An einer psychogenen Störung leidet etwa ein Prozent aller Kinder; meistens tritt die Störung ab einem Alter von zehn Jahren auf. Mädchen sind genauso häufig betroffen wie Jungen. "Wesentlich häufiger sind aber vorübergehende Konversionssymptome, zum Beispiel wenn ein Kind morgens aufwacht und nichts hören oder nichts sehen oder ein Bein nicht bewegen kann. In solchen Fällen hilft schon ein einfühlsamer Umgang mit dem Kind, und die Symptome verschwinden von allein", sagt der Kinderpsychiater.

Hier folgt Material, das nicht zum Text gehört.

PR #217, opened 2024-03-21
Move over all the user-facing solver preprocessing

benflexcompute:
Preprocessing (and corresponding tests) added:

- [x] addDefaultTurbulenceQuantitiesToBoundaries
- [x] legacy-config[outputType]["outputFormat"] == "both"
- [x] populateBETMetricsOutput.process(config)
- [x] addDefaultMonitorType(config)
- [x] putViscosityRatioInFreestreamToTurbulenceQuantities(config)
- [x] addTipGap.process(config)
- [x] averageBETCoeffs.process(config)
- [x] UDDLegacy/if "outputLaw" in udd
- [x] checkDuplicateOutput
- [x] normalizeVectors
- [x] setDefaultEquationEvalFrequency
- [x] activateHeatEquationSolver
- [x] processUserExpressions (except UDE)

Already added in other PRs:
- [x] adjustReconstructionGradientLimiterForSA
- [x] addTurbulenceModelConstants
- [x] addTransitionNcrit
- [x] copyUniversalOutputFields
- [x] updateAdaptiveCFLParams.process(config)


flow360/component/utils.py
```diff
@@ -145,3 +147,111 @@ def zstd_compress(file_path, output_file_path=None, compression_level=3):
...
+    magnitude = 0
+    for comp in vector:
+        magnitude += comp * comp
+    magnitude = numpy.sqrt(magnitude)
+    if numpy.abs(magnitude - 1.0) < UNIT_VECTOR_NORM_TOLERANCE:
+        return (True, magnitude)
+    return (False, magnitude)
+
+
+def normalize_vector(vector, name: str):
```
maciej-flexcompute, line 168: I think the vector normalisation could be pydantic field validator:

```python
    # pylint: disable=no-self-argument, protected-access
    @pd.validator("axis")
    def normalise_axis(cls, value):
      is_unit_vector, vector_norm = check_unit_vector(value)
       normalized_vector = [0, 0, 0]
       if not is_unit_vector:
           if vector_norm == 0:
               raise ValueError(f"Zero vector found")
           for dim in range(0, 3):
               normalized_vector[dim] = vector[dim] / vector_norm
           return tuple(normalized_vector)
       return vector
```
then there is no need to pass "name" as parameter and no need to call it in to_solver() method. The advantage is that error will be raised on assignment instead of on submit when we call to_solver()

see here for more details: 
https://docs.pydantic.dev/1.10/usage/validators/#pre-and-per-item-validators
https://docs.pydantic.dev/1.10/usage/validators/#reuse-validators

flow360/component/utils.py
```diff
@@ -145,3 +147,111 @@ def zstd_compress(file_path, output_file_path=None, compression_level=3):
...
+    """
+    All in one funciton to precess expressions
+    """
+    expression = str(expression)
+    expression = add_trailing_semicolon(expression)
+    expression = remove_state_var_square_bracket(expression)
+    expression = convert_if_else(expression)
+    expression = convert_caret_to_power(expression)
+    expression = convert_legacy_names(expression)
+    return expression
```
maciej-flexcompute, line 257: this can also be called in validator instead of to_solver()

flow360/component/utils.py
benflexcompute: Great instruction. I changed according to the example

flow360/component/utils.py
benflexcompute: Done

flow360/component/flow360_params/flow360_output.py
```diff
@@ -477,10 +523,85 @@ def schema_extra(schema, model):
     def to_solver(self, params, **kwargs) -> MonitorOutput:
         solver_model = super().to_solver(params, **kwargs)
         solver_values = solver_model.__dict__
+        _deduplicate_output_fields(solver_values, "monitors")
         _distribute_shared_output_fields(solver_values, "monitors")
         return MonitorOutput(**solver_values)
 
 
+class NoTypeMonitor(MonitorBase):
```
maciej-flexcompute, line 531: What is means "NoTypeMonitor" ?

benflexcompute: This it the legacy way of specifying monitor back in the days when we only have probe monitor. So there is no "type" needed.

benflexcompute: Renamed to `LegacyMonitor`

flow360/component/utils.py
```diff
@@ -145,3 +147,128 @@ def zstd_compress(file_path, output_file_path=None, compression_level=3):
...
+    """
+    is_unit_vector, vector_norm = check_unit_vector(vector)
+    normalized_vector = [0, 0, 0]
+    if not is_unit_vector:
+        if vector_norm == 0:
+            raise ValueError("Zero vector found")
+        for dim in range(0, 3):
+            normalized_vector[dim] = vector[dim] / vector_norm
+        return tuple(normalized_vector)
+    return vector
```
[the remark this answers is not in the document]
benflexcompute: Moved normalization into vector

maciej-flexcompute (approved):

Handelt es sich aber um eine echte Konversionsstörung, braucht das Kind eine Therapie: "Nötig ist immer eine doppelte psychotherapeutische Strategie. Das eine ist das Üben mithilfe von Physiotherapeuten. Das allein reicht aber nicht aus. Es geht auch darum, den zugrunde liegenden Konflikt zu identifizieren und aufzulösen. Bei Daniel konnten zentrale psychische Konflikte aufgearbeitet werden, über die er sich vorher nicht im Klaren war", sagt Schulte-Markwort. Das sei Tiefenpsychologie im besten Sinne des Wortes: "In die Tiefe gehen, tiefe unbewusste Konflikte zutage fördern, bewusst machen und auflösen. Je mehr das gelungen ist, desto autonomer konnte Daniel werden und desto mehr wieder Besitz von seinem Körper ergreifen."

Trotzdem war es für den Jungen und seine Familie ein langer und ein schwieriger Weg, denn für Betroffene und ihre Angehörigen ist es nur schwer zu glauben, dass die Seele solche schwerwiegenden körperlichen Symptome auslösen kann. Daniel ist zuversichtlich, dass er wieder ganz gesund wird: "Meine Knöchel sind noch bandagiert. Ganz ohne Hilfsmittel geht es dann doch noch nicht. Aber fast."